Copy all the lines of the data that include the word "import".

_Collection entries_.
◆ ◆ ◆ ◆ ◆

PR #182, opened 2019-04-05
[IMP] udes_stock: Re-use existing pickings in refactor when appropriate

squah-u:
If the moves in a post-refactor picking match the moves in an original
picking exactly, reuse that picking instead of creating a new one.

User-story: 3591
Task: 3738

### DIFF
--- a/addons/udes_sale_stock/tests/__init__.py
+++ b/addons/udes_sale_stock/tests/__init__.py
@@ -1,4 +1,4 @@
 """UDES sale_Stock tests"""
 
 from . import common
-# from . import test_sale_order
+from . import test_cancel_unfulfillable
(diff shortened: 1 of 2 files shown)


addons/udes_stock/models/stock_picking.py
```diff
@@ -1342,7 +1345,24 @@ def _new_picking_for_group(self, group_key, moves, **kwargs):
...
         ])
+
+        if not picking and picking_for_reuse:
+            # Otherwise use the suggested picking
+            if (picking_for_reuse.picking_type_id.id != picking_type.id or
+                picking_for_reuse.location_id.id != src_loc.id or
+                picking_for_reuse.location_dest_id.id != dest_loc.id or
+                picking_for_reuse.state not in
+                    ('assigned', 'confirmed', 'waiting')):
+                raise ValueError(_('Cannot reuse picking because it is not '
```
ws-mps: This changes the current behaviour, if we cannot find a picking we create a new one. Therefore if the picking to reuse does not meet the search domain we should create a new picking.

◆ ◆ ◆ ◆ ◆

_EXPECTED OUTPUT_.
 from . import common
-# from . import test_sale_order
+from . import test_cancel_unfulfillable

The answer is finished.